Dataset entries:
PR #661, opened 2022-10-11
solved jv array list task

HryhorashPavlo:


src/main/java/core/basesyntax/ArrayList.java
```diff
@@ -1,48 +1,93 @@
...
+            resize();
+        }
+        elements[size++] = value;
     }
 
     @Override
     public void add(T value, int index) {
-
+        size++;
+        checkIndex(index);
```
hronograf, line 38: so if we will add value at index `-1` our size will be increased?

hronograf (changes requested):
Good!

hronograf (approved):
Great! 🔥

PR #664, opened 2022-10-11
Complete the task;

Mar4uk21:


src/main/java/core/basesyntax/ArrayList.java
```diff
@@ -1,48 +1,103 @@
...
+    private Object[] array;
+    private int size;
+
+    public ArrayList() {
+        array = new Object[DEFAULT_INDEX];
+    }
+
+    public void exception() {
+        throw new ArrayListIndexOutOfBoundsException("Index out of bounds for length");
+    }
```
luka-lozovyk, line 16: It is better to use verbs in method naming, as long as method does something.

luka-lozovyk (changes requested):

src/main/java/core/basesyntax/ArrayList.java
```diff
@@ -1,48 +1,103 @@
...
+        return size == 0;
+    }
+
+    public void grow() {
+        T[] newData = (T[]) array;
+        array = new Object[size + (size >> 1)];
+        System.arraycopy(newData, 0, array, 0, size);
+
     }
 }
```
luka-lozovyk, line 103: Good job!

luka-lozovyk (approved):

src/main/java/core/basesyntax/ArrayList.java
hronograf: yes, we should use verbs, and I don't see the reason why we need this method
also if we use it, it should be `private`

src/main/java/core/basesyntax/ArrayList.java
```diff
@@ -1,48 +1,103 @@
...
+        return size;
     }
 
     @Override
     public boolean isEmpty() {
-        return false;
+        return size == 0;
+    }
+
+    public void grow() {
```
hronograf, line 97:
```suggestion
    private void grow() {
```

src/main/java/core/basesyntax/ArrayList.java
```diff
@@ -1,48 +1,103 @@
...
+        T[] newData = (T[]) array;
```
hronograf, line 98:
```suggestion
        Object[] oldData = array;
```

src/main/java/core/basesyntax/ArrayList.java
```diff
@@ -1,48 +1,103 @@
...
+        array = new Object[size + (size >> 1)];
```
hronograf, line 99: `size >> 1` 😎

src/main/java/core/basesyntax/ArrayList.java
```diff
@@ -1,48 +1,103 @@
...
     }
 
     @Override
     public T get(int index) {
-        return null;
+        if (index >= size || index < 0) {
+            throwException();
+        }
+        return (T) array[index];
     }
```
hronograf, line 53: image

src/main/java/core/basesyntax/ArrayList.java
```diff
@@ -1,48 +1,103 @@
...
     public T remove(T element) {
-        return null;
+        T findElement;
+        for (int i = 0; i <= size; i++) {
+            if (element == array[i] || element != null && element.equals(array[i])) {
+                findElement = (T) array[i];
+                remove(i);
+                return findElement;
+            }
+        }
```
hronograf, line 83:
```suggestion
        for (int i = 0; i < size; i++) {
            if (element == array[i] || element != null && element.equals(array[i])) {
                return remove(i);
            }
        }
```

hronograf (changes requested):
Good!

src/main/java/core/basesyntax/ArrayList.java
```diff
@@ -1,48 +1,97 @@
...
 public class ArrayList<T> implements List<T> {
+    private static final int DEFAULT_INDEX = 10;
+    private Object[] array;
+    private int size;
+
+    public ArrayList() {
+        array = new Object[DEFAULT_INDEX];
+    }
+
+    private void throwException(int index) {
```
hronograf, line 14:
```suggestion
    private void checkIndex(int index) {
```

hronograf (approved):
Great! 
@Mar4uk21 check the comment

PR #672, opened 2022-10-12
ArrayList implementation

AlinaOryshak:


src/main/java/core/basesyntax/ArrayList.java
```diff
@@ -1,48 +1,109 @@
...
     @Override
     public void addAll(List<T> list) {
-
+        Object[] newElements = new Object[list.size()];
+        checkCapacity(list.size());
+        for (int i = 0; i < newElements.length; i++) {
+            newElements[i] = list.get(i);
+        }
+        System.arraycopy(newElements, 0, elementData, size, newElements.length);
+        size += newElements.length;
```
Andew-Miroshnikov, line 39: do we need Arraycopy.here ?

src/main/java/core/basesyntax/ArrayList.java
```diff
@@ -1,48 +1,109 @@
...
+    }
+
+    private void indexCheck(int index) {
+        if (index < 0 || index > elementData.length) {
+            throw new ArrayListIndexOutOfBoundsException("Index is out of bounds");
+        }
+        if (index > size) {
+            throw new ArrayListIndexOutOfBoundsException("Invalid index");
+        }
+    }
```
Andew-Miroshnikov, line 95: if we separate this methods < it will be better

src/main/java/core/basesyntax/ArrayList.java
```diff
@@ -1,48 +1,109 @@
...
     @Override
     public T remove(T element) {
-        return null;
+        int index = getIndexByValue(element);
+        return remove(index);
+    }
+
+    private int getIndexByValue(T value) {
+        for (int i = 0; i < size; i++) {
+            if (Objects.equals(value, elementData[i])) {
```
Andew-Miroshnikov, line 71: reed once more common mistakes ,

src/main/java/core/basesyntax/ArrayList.java
AlinaOryshak: but in this way I can check two conditions using one method
and if I separate them I will call two methods instead of one every time

Andew-Miroshnikov (approved):

src/main/java/core/basesyntax/ArrayList.java
```diff
@@ -1,48 +1,107 @@
...
+    public ArrayList() {
+        elementData = new Object[DEFAULT_CAPACITY];
+        size = 0;
+    }
+
     @Override
     public void add(T value) {
-
+        add(value, size);
     }
```
hronograf, line 20: nice

src/main/java/core/basesyntax/ArrayList.java
```diff
@@ -1,48 +1,107 @@
...
+            add(list.get(i));
+        }
     }
 
     @Override
     public T get(int index) {
-        return null;
+        indexCheck(index + 1);
+        return (T) elementData[index];
     }
```
hronograf, line 43: what if we run `ourArray.get(-1);`?
I think we will get exception, but not from our `indexCheck` method, you can check it in debugger

src/main/java/core/basesyntax/ArrayList.java
```diff
@@ -1,48 +1,107 @@
...
 
     @Override
     public void set(T value, int index) {
-
+        indexCheck(index + 1);
+        elementData[index] = value;
     }
```
hronograf, line 49: same, because of `indexCheck` implementation

src/main/java/core/basesyntax/ArrayList.java
```diff
@@ -1,48 +1,107 @@
...
+
+    private int getIndexByValue(T value) {
+        for (int i = 0; i < size; i++) {
+            if (value == elementData[i]
+                    || (value != null && Objects.equals(value, elementData[i]))) {
+                return i;
+            }
+        }
+        throw new NoSuchElementException("No such element");
     }
```
hronograf, line 74: looks good
and also line 69
image

src/main/java/core/basesyntax/ArrayList.java
hronograf: I think we don't need `index > elementData.length` check
also, be careful, we have different constraints for `get(int index)` and `add(T value, int index)` methods

hronograf (changes requested):
Good!

src/main/java/core/basesyntax/ArrayList.java
hronograf: what about my previous comment?

src/main/java/core/basesyntax/ArrayList.java
```diff
@@ -1,48 +1,113 @@
...
+        checkCapacity(1);
+        System.arraycopy(elementData, index, elementData, index + 1, size - index);
+        elementData[index] = value;
+        size++;
     }
 
     @Override
     public void addAll(List<T> list) {
-
+        checkCapacity(list.size());
```
hronograf, line 33: we will check capacity inside `add` method, so this check is redundant

hronograf (changes requested):

src/main/java/core/basesyntax/ArrayList.java
AlinaOryshak: ohh sorry, I've understood this after Andrew comment but forgot to delete delete Object

hronograf (approved):

PR #677, opened 2022-10-13
Implement ArrayList

Serhii-Prykhodko:
ArrayList implementation

### DIFF
--- a/src/main/java/core/basesyntax/ArrayList.java
+++ b/src/main/java/core/basesyntax/ArrayList.java
@@ -15,7 +15,7 @@ public class ArrayList<T> implements List<T> {
 
     @Override
     public void add(T value) {
-        sizeCheck();
+        resize();
         arrList[size] = value;
         size++;
     }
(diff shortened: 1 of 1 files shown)


src/main/java/core/basesyntax/ArrayList.java
```diff
@@ -1,48 +1,102 @@
...
+        size++;
     }
 
     @Override
     public void add(T value, int index) {
+        if (index < 0 || index > size) {
+            throw new ArrayListIndexOutOfBoundsException("Index:" + index + " out of size " + size);
+        }
+        if (arrList.length == size) {
+            grow();
```
TymurProkhorov, line 37: It will be better to move this 'if' conditional in resize() method to avoid code duplication. (duplicates in this method and in add(T value) as well).

TymurProkhorov (changes requested):

TymurProkhorov (approved):

liliia-ponomarenko (approved):
LGTM 🔥

PR #678, opened 2022-10-15
Arraylist task done

IvanDrebot:


src/main/java/core/basesyntax/ArrayList.java
```diff
@@ -1,48 +1,101 @@
 package core.basesyntax;
 
+import java.util.NoSuchElementException;
+import java.util.Objects;
+
 public class ArrayList<T> implements List<T> {
+    private static final int NEGATIVE_INDEX = -1;
+    private static final int DEFAULT_SIZE = 10;
+    private int size = 0;
```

--- YOUR OBJECTIVE ---
Return all lines from the data that include the string "indexCheck".

--- SOLUTION FOR THIS TASK ---
+    private void indexCheck(int index) {
+        indexCheck(index + 1);
I think we will get exception, but not from our `indexCheck` method, you can check it in debugger
+        indexCheck(index + 1);
hronograf, line 49: same, because of `indexCheck` implementation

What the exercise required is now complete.